There’s no replacing the outsized impact of Intel’s factories. But new players could help keep Oregon in the game as the semiconductor industry evolves.
Ampere Computing, founded by former Intel President Renée James, sold to Japanese investment bank SoftBank in March for $6.5 billion. It’s retaining its offices in Portland’s Pearl District, where it designs chips used in data centers.
Other Intel alumni have started a handful of other Oregon chip businesses in recent months. AheadComputing says it has already outgrown its offices at The Round and is looking for more space somewhere in Washington County.
Big companies are designed to meet many corporate needs, in the same way conventional CPUs are built to handle all computing workloads. AheadComputing wants to be more like its processors, moving faster because it’s dedicated to specific tasks.

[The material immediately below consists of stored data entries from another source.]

PR #3489, opened 2025-09-28
docker-image.yml

m7mdragab:
##### Checklist

- [ ] macOS token is tested

### DIFF
--- a/.github/workflows/docker-image.yml
+++ b/.github/workflows/docker-image.yml
@@ -1,0 +1,18 @@
+name: Docker Image CI
+
+on:
+  push:
+    branches: [ "master" ]
+  pull_request:
+    branches: [ "master" ]
+
+jobs:
+
+  build:
+
+    runs-on: ubuntu-latest
+
+    steps:
+    - uses: actions/checkout@v4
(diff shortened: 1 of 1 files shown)


frankmorgner:
We don't have a Dockerfile

Jakuje:
That sounds to me like a spam PR from a bot account hoping somebody will get merge the PRs and then they will be able to run in their CI some malicious code. Given that the PR s completely phony and there was really no follow-up, I would just go ahead and close it and likely report it as spam, if you do not mind.

frankmorgner:
Do you want to imply that once we enable CI run for a pull request, that additional (or modified) commits in this pull requests would also be executed (i.e. in this case _with_ a malicious Dockerfile)?

Jakuje:
> Do you want to imply that once we enable CI run for a pull request, that additional (or modified) commits in this pull requests would also be executed (i.e. in this case _with_ a malicious Dockerfile)?

Probably not, but I think it depends on sloppiness of people approving every pipeline. It could run automatically only if we would get some code from this user merged. But some people having Dockerfile in the root of repo might just see it as an useful addition and merge it.

PR #3490, opened 2025-09-30
WIP: Check if PIN is locked and hint CKF_USER_PIN_TO_BE_CHANGED

metsma:
##### Checklist

- [ ] macOS token is tested


metsma:
I am not sure if this is correct and best approach to notifying this in PKCS#11.

metsma:
> I do not have a way to test it and I can not think of any better way to do this.

I did not figure out how to map the internal flag to PKCS11 flag without defining custom PKCS15 flag.
/* vendor-specific flags */
#define SC_PKCS15_PIN_FLAG_VENDOR_NEEDS_CHANGE 0x1000

frankmorgner:
If a PIN needs to be changed, then this information should be associated with a specific PIN, right? In `opensc.h` we do already have `sc_pin_cmd_pin.logged_in`:
```
/** Values for sc_pin_cmd_pin.logged_in */
#define SC_PIN_STATE_UNKNOWN	-1
#define SC_PIN_STATE_LOGGED_OUT 0
#define SC_PIN_STATE_LOGGED_IN  1

/* A card driver receives the sc_pin_cmd_data and sc_pin_cmd_pin structures filled in by the
 * caller, with the exception of the fields returned by the driver for SC_PIN_CMD_GET_INFO.
 * It may use and update any of the fields before passing the structure to the ISO 7816 layer for
 * processing.
 */
struct sc_pin_cmd_pin {
	const char *prompt;	/* Prompt to display */

	const unsigned char *data; /* PIN, set to NULL when using pin pad */
	size_t len;		/* set to 0 when using pin pad */

	size_t min_length;	/* min length of PIN */
	size_t max_length;	/* max length of PIN */

	unsigned int encoding;	/* ASCII-numeric, BCD, etc */

	size_t pad_length;	/* PIN padding options, used with SC_PIN_CMD_NEED_PADDING */
	unsigned char pad_char;

	size_t offset;		/* PIN offset in the APDU when using pin pad */

	int max_tries;		/* Used for signaling back from SC_PIN_CMD_GET_INFO */
	int tries_left;		/* Used for signaling back from SC_PIN_CMD_GET_INFO */
	int logged_in;		/* Used for signaling back from SC_PIN_CMD_GET_INFO */
};
```
Would maybe `#define SC_PIN_STATE_NEEDS_CHANGE  2` a better option? This would not require any modification in `pkcs15.h` and instead `logged_in` could be accessed directly from the PKCS#11 layer (as currently done in `slot.c`).

Maybe the naming `logged_in` would then not be appropriate anymore and could be replaceced by `state`, for example. Also, a bit mask may be more useful than a number of distinct values.

metsma:
> /* A card driver receives the sc_pin_cmd_data and sc_pin_cmd_pin structures filled in by the
>  * caller, with the exception of the fields returned by the driver for SC_PIN_CMD_GET_INFO.
>  * It may use and update any of the fields before passing the structure to the ISO 7816 layer for
>  * processing.
>  */
> struct sc_pin_cmd_pin {
> 	const char *prompt;	/* Prompt to display */
> 
> 	const unsigned char *data; /* PIN, set to NULL when using pin pad */
> 	size_t len;		/* set to 0 when using pin pad */
> 
> 	size_t min_length;	/* min length of PIN */
> 	size_t max_length;	/* max length of PIN */
> 
> 	unsigned int encoding;	/* ASCII-numeric, BCD, etc */
> 
> 	size_t pad_length;	/* PIN padding options, used with SC_PIN_CMD_NEED_PADDING */
> 	unsigned char pad_char;
> 
> 	size_t offset;		/* PIN offset in the APDU when using pin pad */
> 
> 	int max_tries;		/* Used for signaling back from SC_PIN_CMD_GET_INFO */
> 	int tries_left;		/* Used for signaling back from SC_PIN_CMD_GET_INFO */
> 	int logged_in;		/* Used for signaling back from SC_PIN_CMD_GET_INFO */
> };

Maybe I am missing something.
The sc_pin_cmd_pin is mapped to sc_pkcs15_auth_info here:
https://github.com/OpenSC/OpenSC/blob/master/src/libopensc/pkcs15-pin.c#L686-L731
and later sc_pkcs15_auth_info is mapped to PKCS#11 info.
https://github.com/OpenSC/OpenSC/blob/master/src/pkcs11/framework-pkcs15.c#L583-L605
I do not see where of how I can access sc_pin_cmd_pin struct there? Or should I alter sc_pkcs15_auth_info?

frankmorgner:
`sc_pkcs15_auth_info.logged_in` is directly taken from `sc_pin_cmd_pin.pin1.logged_in`:

https://github.com/OpenSC/OpenSC/blob/6db171bcb6fd7cb3b51098fefbb3b28e44f0a79c/src/libopensc/pkcs15-pin.c#L725

Adding an additional state for `logged_in` in opensc.h would be enough to be passed through the PKCS#15 layer.

Please consider this as an suggestion; there may be other reasons why this suggestion may not be the best option.

The way you implemented it, reminded me of the elements `tries_left`, `max_tries`, `logged_in;` which all three were added in both `sc_pkcs15_auth_info` and `sc_pin_cmd_pin` to allow passing information up to the application.

metsma:
Maybe something like this? I really do not want rename sc_pin_cmd_pin logged_in, it is used all over place.

frankmorgner:
Almost... CKF_USER_PIN_COUNT_LOW, CKF_USER_PIN_FINAL_TRY, CKF_USER_PIN_LOCKED and CKF_USER_PIN_TO_BE_CHANGED seem to be mutially exclusive, which is why I suggest to simplify this a little:
https://github.com/frankmorgner/OpenSC/commit/4dc7e7798f19f68039463a91f1a7c4a32a7e5a92

(this should also fix the compilation error 😉)

metsma:
> CKF_USER_PIN_TO_BE_CHANGED
> 0x00080000
> True if the user PIN value is the default value set by token initialization or manufacturing, or the PIN has been expired by the card.

I do not think it is mutually exclusive. You can still login to token. In our use case just it does not let use key before it has changed least once.

frankmorgner:
I see. Then I think you should make it clear in the definition of either `logged_in` and/or the states themselves, that the values may be ORed together.

src/libopensc/opensc.h
```diff
@@ -433,10 +433,11 @@ typedef struct sc_reader {
 #define SC_PIN_ENCODING_BCD	1
 #define SC_PIN_ENCODING_GLP	2 /* Global Platform - Card Specification v2.0.1 */
 
-/** Values for sc_pin_cmd_pin.logged_in */
+/** Values for sc_pin_cmd_pin.logged_in, can be ored together */
```
Jakuje: I would rather describe it as a bitmap. The word "ored" looks odd ;)

metsma: Fixed

PR #3492, opened 2025-10-01
Remove autodools dependency from NMake build

metsma:
##### Checklist

- [ ] macOS token is tested


metsma:
I do not understand why tools print OPENSC_SCM_REVISION.
It is undefined in github actions builds because the checkout does fetch git gistory.

VERSION.mk
```diff
@@ -0,0 +1,17 @@
+PRODUCT_NAME=OpenSC
+PRODUCT_TARNAME=opensc
+PRODUCT_BUGREPORT=https://github.com/OpenSC/OpenSC/issues
+PRODUCT_URL=https://github.com/OpenSC/OpenSC
+PACKAGE_VERSION_MAJOR=0
+PACKAGE_VERSION_MINOR=26
+PACKAGE_VERSION_FIX=1
```
Jakuje, line 7: This changes the place where we need to update the version information. When we merge this, please update the wiki with the release checklist:

https://github.com/OpenSC/OpenSC/wiki/OpenSC-Release-Howto

metsma: I know, will do. I hope the filename is ok?
Plus side, it optimises greatly windows CI build times.

Jakuje: The downside of the .inc extension is that it is very generic and the clang-format tries to reformat it as a c file (which could be probably somehow excluded). One hint is to use `.clang-format-ignore`, but it looks like it does not work in the gh action: https://github.com/yshui/git-clang-format-lint/issues/5

But otherwise I do not have any other concerns.

metsma: renamed to VERSION.mk, makes more sense

Jakuje:
Thank you! Merging.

“It’s very hard to disrupt an industry from inside,” said Mark Dechene, who spent 16 years as an Intel CPU architect before co-founding AheadComputing.
At Intel, he said, researchers would consistently underestimate how long a project would take. He said AheadComputing’s engineers guess wrong about the timeframe, too, but now it’s because they’re moving much more quickly than they anticipated.
“With a small, focused team of very capable people,” Dechene said, “you can get stuff done incredibly fast.”